The Quantum Cloud is a contemporary sculpture, designed by Antony Gormley, located next to The O2 in London. The sculpture was commissioned for the site and was completed in 1999.

At 30 m in height, it is Gormley's tallest sculpture to date (taller than the Angel of the North). It is constructed from a collection of tetrahedral units made from 1.5 m long sections of steel. The steel sections were arranged using a computer model with a random walk algorithm starting from points on the surface of an enlarged figure based on Gormley's body that forms a residual outline at the centre of the sculpture.
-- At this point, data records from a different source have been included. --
PR #358, opened 2017-07-04
Switch to using `connector` instead of `collector`

### LINKED ISSUE #286: [Proposal] Move away from the term "Collectors" for end users?
I understand why you went with the name "Collectors", but I feel like "Browser Engines" would be more relatable to by end users. At first glance, I was confused by the usage of "Collectors". Maybe keep "collector" as more of an implementation detail? Maybe use "connector" instead ("Connectors are used to connect Sonar with browser engines")?

alrra:
Ref #286
Fix #286


src/lib/cli/sonarrc-generator.ts
```diff
@@ -59,9 +59,9 @@ export const initSonarrc = async () => {
 
     const questions = [
         {
-            choices: collectorKeys,
-            message: 'What collector do you want to use?',
-            name: 'collector',
+            choices: connectorKeys,
+            message: 'What connector do you want to use?',
```
molant: We could improve already the question here and briefly explain what a connector is. Maybe add a description for each one? Something similar to:
> What connector do you want to load the content of the website?
> * cdp (you will need to have chrome installed)
> * jsdom (will use jsdom, no additional installation required)

alrra: That should be handled separately from this PR.

I've opened: https://github.com/sonarwhal/sonar/issues/361.

PR #2634, opened 2019-06-24
New: Localization

sarvaje:
## Pull request checklist

Make sure you:


scripts/create-i18n.js
```diff
@@ -0,0 +1,33 @@
...
+export type MessageName =
+${
+    Object.keys(messages).map((name) => {
+        return `    '${name}'`;
+    })
+        .join(' |\n')
+};
+
+export const getMessage = (message: MessageName, options?: GetMessageOptions) => {
+    return getMessageGlobal(message, options);
```
antross: I had another idea for allowing us to avoid specifying prefixes on every key. Since we're generating this method now, we could inject the package name here and leave it out of both the source `messages.json` file and callers of this method.

antross: That should also make `validate-i18n.js` unnecessary.

sarvaje: @antross to get the message, we also pass the language, so basically, for each report we are doing:

```js
context.report('resource', getMessage('MessageKey', {language: context.language, substitutions}, reportOptions));
```

I think it can be easy to forget to pass the language, I can think in three options:
1. Make options y language mandatory
1. Make language another parameter in `getMessage`
1. Make `context` a parameter in `getMessage`.

What do you think?

utsavized:
@antross Thanks for going through the changes on Teams ... changes look good to me at a macro-level, so I'm approving on my end. However, @sarvaje will probably have more high-level insight into the changes.

packages/parser-typescript-config/src/schema.json
```diff
@@ -89,12 +89,12 @@
...
               "description": "Enable incremental compilation.",
               "type": "boolean"
-            },            
+            },
               "tsBuildInfoFile": {
               "description": "Specify file to store incremental compilation information.",
               "type": "string"
             },
-              
+
```
sarvaje: Remove empty line.
```suggestion
```

PR #2672, opened 2019-07-08
New: Show version in browser extension

### LINKED ISSUE #2643: Show version of browser extension in UI
From @JamoCA in #2641

> The WebHint version should be displayed in the output so it can be reported if necessary. (If I manage extensions, I see that it is v0.0.4.)

I'll open a separate issue for this as well. I could see us listing this next to the "Powered by webhint" text displayed at the bottom of the configuration and results pages.

pratiyush2706:
## Pull request checklist

Make sure you:

- [ ] ~Added/Updated related documentation.~
- [ ] ~Added/Updated related tests.~

Resolves #2643 
The webhint version used should be displayed in browser extension next to "powered by webhint" text.

### DIFF
--- a/packages/extension-browser/src/devtools/views/powered-by.tsx
+++ b/packages/extension-browser/src/devtools/views/powered-by.tsx
@@ -8,6 +8,8 @@ type Props = {
     className?: string;
 };
 
+const { version } = require('../../manifest.json');
+
 const PoweredBy = ({ className }: Props) => {
     return (
         <div className={className || ''}>
@@ -16,6 +18,8 @@ const PoweredBy = ({ className }: Props) => {
             <ExternalLink href="https://webhint.io">
                 webhint
             </ExternalLink>
+            {' '}
+            v{version}
         </div>
     );
 };


antross:
@pratiyush2706 When you're ready to have this reviewed, can you include a screenshot? Thanks!

packages/extension-browser/src/devtools/views/add-version.tsx
```diff
@@ -0,0 +1,19 @@
+import * as React from 'react';
+import semver = require('semver');
+
+import * as pkg from '../../../package.json';
+
+console.log('Package: ', pkg.version);
+const Version = () => {
+    const versionToShow = semver.inc(pkg.version, 'patch') || pkg.version;
```
antross: FYI, you can get this from `manifest.json` - see `extension-browser/src/devtools/utils/analytics.ts` which also reads the current version.

This is preferred to using `package.json` because the whole file will end up in the bundle generated by webpack. `manifest.json` already needs to be in our output so getting the version from there avoids adding extra bytes.

packages/extension-browser/src/devtools/views/pages/config.tsx
```diff
@@ -89,6 +90,7 @@ const ConfigPage = ({ disabled, onStart }: Props) => {
             </Button>
             {' '}
             <PoweredBy className={styles.poweredBy} />
+            <Version />
```
antross: I think this may make more sense as a sub-components of `PoweredBy` so it shows everywhere we use that component.

packages/extension-browser/tsconfig.json
```diff
@@ -14,6 +15,7 @@
         "src/**/*.tsx",
         "tests/**/*.ts"
     ],
+    "files": ["package.json"],
```
antross: I don't think we need this.
```suggestion
```

packages/extension-browser/src/devtools/views/add-version.tsx
antross: Also that will avoid the need to pull in `semver` as `manifest.json` will already have been incremented appropriately as part of the build process when building for release.

packages/extension-browser/tsconfig.json
```diff
@@ -2,7 +2,8 @@
     "compilerOptions": {
         "jsx": "react",
         "outDir": "dist",
-        "strict": true
+        "strict": true,
+        "resolveJsonModule": true
```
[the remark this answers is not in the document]
pratiyush2706: @antross since I needed the ```package.json``` file it was needed because otherwise, it was not able to read the ```package.json``` file. But now if I pull it from ```manifest.json``` I think this would not be needed.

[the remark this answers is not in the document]
antross: It's really about which kind of import/require is being used. A raw require of JSON will work without this flag, but won't have any type information (which is fine for our limited use here). This flag allows an import to be used and types dynamically generated based on the contents of the JSON file.

pratiyush2706:
Screen Shot 2019-07-10 at 2 40 34 AM

pratiyush2706:
@antross  Probably the version should be 0.0.5 but when I import version from ```manifest.json``` it shows version as 0.0.4.

antross:
> @antross Probably the version should be 0.0.5 but when I import version from `manifest.json` it shows version as 0.0.4.

That doesn't sound right. What do you see when you open `manifest.json`? Perhaps you need to rebase against `master` to get the latest changes.

packages/extension-browser/src/devtools/views/powered-by.tsx
```diff
@@ -16,6 +17,7 @@ const PoweredBy = ({ className }: Props) => {
             <ExternalLink href="https://webhint.io">
                 webhint
             </ExternalLink>
+            <Version />
```
antross: Maybe this is simple enough to not bother with a separate component. If we move `const version = require('../../manifest.json').version;` to this file we should be able to replace this with the following with no additional classes or styles needed.
```suggestion
            {' '}
            v{version}
```

packages/extension-browser/tsconfig.json
```diff
@@ -2,7 +2,7 @@
     "compilerOptions": {
         "jsx": "react",
         "outDir": "dist",
-        "strict": true
+        "strict": true,
```
antross:
```suggestion
        "strict": true
```

pratiyush2706:
> > @antross Probably the version should be 0.0.5 but when I import version from `manifest.json` it shows version as 0.0.4.
> 
> That doesn't sound right. What do you see when you open `manifest.json`? Perhaps you need to rebase against `master` to get the latest changes.

@antross I did. It's still the same. My master is up-to-date. Any other possible reason for this?

antross:
> @antross I did. It's still the same. My master is up-to-date. Any other possible reason for this?

If `manifest.json` still has `0.0.4` then you don't have the latest changes. Note that your remote is likely set to your fork of  `hint` so you need to fetch from `upstream` and rebase from `upstream/master` in order to be current. 

Message me on Gitter tomorrow if you're still having trouble and I'll take a closer look.

pratiyush2706:
**Latest Preview:**

Screen Shot 2019-07-10 at 11 14 17 PM

molant:
I find a bit weird that we say webhint 0.0.5 when we are already at v6 or so?
Maybe we should clarify this is the extension version? Something like:

```
Powered by webhint
Extension version 0.0.5
```


antross:
> I find a bit weird that we say webhint 0.0.5 when we are already at v6 or so?

@molant Personally I feel we should favor simplicity here over absolute accuracy. 

We have so many versions floating around between packages I doubt even the version of `hint` itself is that meaningful (e.g. your target configuration could easily have added more hints without bumping the `hint` version). No need to bother the end user with the details.

molant:
You are lucky I'm on vacation and don't want to battle you over this right now 😛

antross:
> You are lucky I'm on vacation and don't want to battle you over this right now 😛

@molant I fully expect it to magically change one day after you get back, but for now I'll accept my minor victory. 😉

PR #2709, opened 2019-07-19
New: Add Localization to formatter-html

sarvaje:
## Pull request checklist

Make sure you:


packages/formatter-html/scripts/compile-locales.js
```diff
@@ -0,0 +1,46 @@
...
+const path = require('path');
+const util = require('util');
+
+const globby = require('globby');
+const fsExtra = require('fs-extra');
+
+const writeFileAsync = util.promisify(fs.writeFile);
+const readFileAsync = util.promisify(fs.readFile);
+
+
```
antross: Extra blank line.
```suggestion
```

packages/formatter-html/scripts/compile-locales.js
```diff
@@ -0,0 +1,46 @@
...
+const compile = async () => {
```
antross: Probably worth adding a comment explaining *why* we're compiling the locales, specifically what the generated `assets/js/scan/_locales/*/messages.js` files get used for.

packages/formatter-html/scripts/create-get-message.js
```diff
@@ -0,0 +1,43 @@
+const fs = require('fs');
+const path = require('path');
+
+const { format } = require('@hint/utils/dist/src/i18n/format');
+
+const filename = path.join(process.cwd(), 'src', 'assets', 'js', 'scan', 'get-message.js');
+
+const content = `// Autogenerated by scripts/create-get-message.js
```
antross: Same here with respect to a comment explaining why this exists. Specifically how this generated function is intended to be passed to `ejs` templates at evaluation time to resolve contained strings.

Also probably worth noting how it depends on `window.localeStrings` being defined via a `messages.js` file compiled by `scripts/compile-locales.js`.

Lastly clarify that this and the generated `message.js` files are only for supporting the online-scanner and will not be used when consuming `formatter-html` via the CLI.

packages/formatter-html/src/assets/js/scan/_locales/en/messages.js
```diff
@@ -0,0 +1,122 @@
+// Autogenerated by scripts/compile-locales.js
+/* eslint-disable quotes, quote-props */
+(function () {
```
antross: Just to clarify, do these particular generated files have to be committed (e.g. the scanner reads them from `src`)? Or can the scanner read these from the published `npm` package so we only need to generate them on build (and can omit them from `git`)?

packages/formatter-html/src/assets/js/scan/get-message.js
```diff
@@ -0,0 +1,34 @@
+// Autogenerated by scripts/create-get-message.js
+
+(function () {
```
antross: Same question here as to whether we need to commit this generated file.

packages/formatter-html/src/views/partials/scan-category-summary.ejs
```diff
@@ -2,15 +2,15 @@
     <div class="rule-tile">
         <img src="<%= category.image %>" class="rule-icon" alt="" role="presentation">
         <div class="rule-tile__info">
-            <p class="rule-tile__category"><%= category.name.toUpperCase() %></p>
+            <p class="rule-tile__category"><%= category.localizedName.toLocaleUpperCase(); %></p>
```
antross: I think we should tackle part of webhintio/webhint.io#657 here and drop converting the name to upper case. As that issue notes, this doesn't always work correctly for localized strings and we should just used the sentence-cased category name instead.

packages/formatter-html/scripts/create-get-message.js
sarvaje: I will add the comment but, this files are going to be used also for the formatter-html when it is used via the CLI. Only for a couple of strings, but they are also necessary.

packages/formatter-html/src/assets/js/scan/_locales/en/messages.js
sarvaje: For now, we need these generated files to be commited because we are using them when generating the website. These files will not be necessary once https://github.com/webhintio/webhint.io/issues/757 is done.

There is an issue to track this: #2722.

packages/formatter-html/src/assets/js/scan/get-message.js
sarvaje: Same response as before :)

packages/formatter-html/scripts/create-get-message.js
antross: Ok, good clarification.

PR #2734, opened 2019-07-25
New: Configuration All

sarvaje:
## Pull request checklist

Make sure you:


packages/configuration-all/README.md
```diff
@@ -0,0 +1,70 @@
...
+
+```json
+{
+    "extends": ["all"],
+    "formatters": ["codeframe"]
+}
+```
+
+Note: Not all the hints can be use for all connectors,
+you will be warning when a hint is going to be ignored
```
antross:
```suggestion
you will be warned when a hint is going to be ignored
```

release/tasks/update-configuration-all.ts
```diff
@@ -0,0 +1,100 @@
...
+            if (isHint(pkg)) {
+                index.hints = Object.assign(index.hints, await getHints(pkg));
+            }
+        }
+
+        pkgConfigAll.updated = true;
+        pkgConfigAll.content.version = calculatePackageNewVersion(pkgConfigAll, currentBump);
+
+        // Step 6: Save `index.json`.
+        await fs.writeFile(indexPath, JSON.stringify(index, null, 4), 'utf-8');
```
antross: Probably should include a newline at the end of the generated file for consistency with our other source files.
```suggestion
        await fs.writeFile(indexPath, `${JSON.stringify(index, null, 4)}\n`, 'utf-8');
```

release/tasks/update-configuration-all.ts
```diff
@@ -0,0 +1,100 @@
...
+            currentBump = Math.max(currentBump, pkg.bump || Bump.none);
+            configAll.dependencies[pkg.name] = `^${pkg.content.version}`;
+
+            if (isHint(pkg)) {
+                index.hints = Object.assign(index.hints, await getHints(pkg));
+            }
+        }
+
+        pkgConfigAll.updated = true;
+        pkgConfigAll.content.version = calculatePackageNewVersion(pkgConfigAll, currentBump);
```
antross: Shouldn't this happen automatically elsewhere in the existing release script? I feel we're duplicating some work vs. what happens when updating packages for the other configurations... 

Perhaps if you run this before `calculateNewVersions` it won't be necessary? It should be ok if you're actually writing in the old versions of the dependency packages - they'll get updated by `calculateNewVersions`. 

Then you can drop the refactor that moved `calculatePackageNewVersion` around and the added `pkg.bump` property.

release/tasks/update-configuration-all.ts
```diff
@@ -0,0 +1,100 @@
...
+ * Bumps the version of each package:
+ *
+ * 1. Load current `configuration-all` package.
+ * 2. Load current `index.json`.
+ * 3. Clean current dependencies in `package.json`.
+ * 4. Clean current hints in `index.json`.
+ * 5. Add packages to `package.json` and rules to `index.json`.
+ * 6. Save `index.json`.
+ */
+export const updateConfigurationAll = (ignoredPackages: string[]) => {
```
antross: Doesn't look like `ignoredPackages` is used anywhere in the implementation. Was it meant to be used somewhere?

release/tasks/update-configuration-all.ts
sarvaje: How do you know if it the update is 'major', 'minor' or 'patch'?

release/tasks/update-configuration-all.ts
sarvaje: good catch!

release/tasks/update-configuration-all.ts
molant: I'm answering bad on the comments, haven't had the time to check the code from my phone 🙄

I think the epic with the release script had the reasoning for versions for configs. IIRC we assumed they were going to be patches for pkg update, minor for new packages, and major for breaking (hintrc format change done manually). Maybe this script can add a commit if a pkg is missing with a "New:" and let the release do the rest?

sarvaje: sorry, I forgot to push the changes hehehe. I talked with @antross yesterday and I modified the order of the task, so this line doesn't exists anymore :) and it is using the current code to generate the version.

packages/configuration-all/index.json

In designing Quantum Cloud, Gormley was influenced by Basil Hiley, quantum physicist (and long-time colleague of David Bohm). The idea for Quantum Cloud came from Hiley's thoughts on pre-space as a mathematical structure underlying space-time and matter, and his comment that "algebra is the relationship of relationships." The comment was made during a conversation between Gormley, Hiley and writer David Peat at a 1999 London gathering of artists and scientists, organised by Peat.

The sculpture's structural design was by Elliott Wood Partnership, while the foundation design was by Beckett Rankine. Fabrication was by Tubeworkers (Structures) Ltd.

Gormley's Quantum Cloud is part of The Line, a series of art works that follow the Greenwich Meridian, through the London Boroughs of Greenwich, Tower Hamlets and Newham.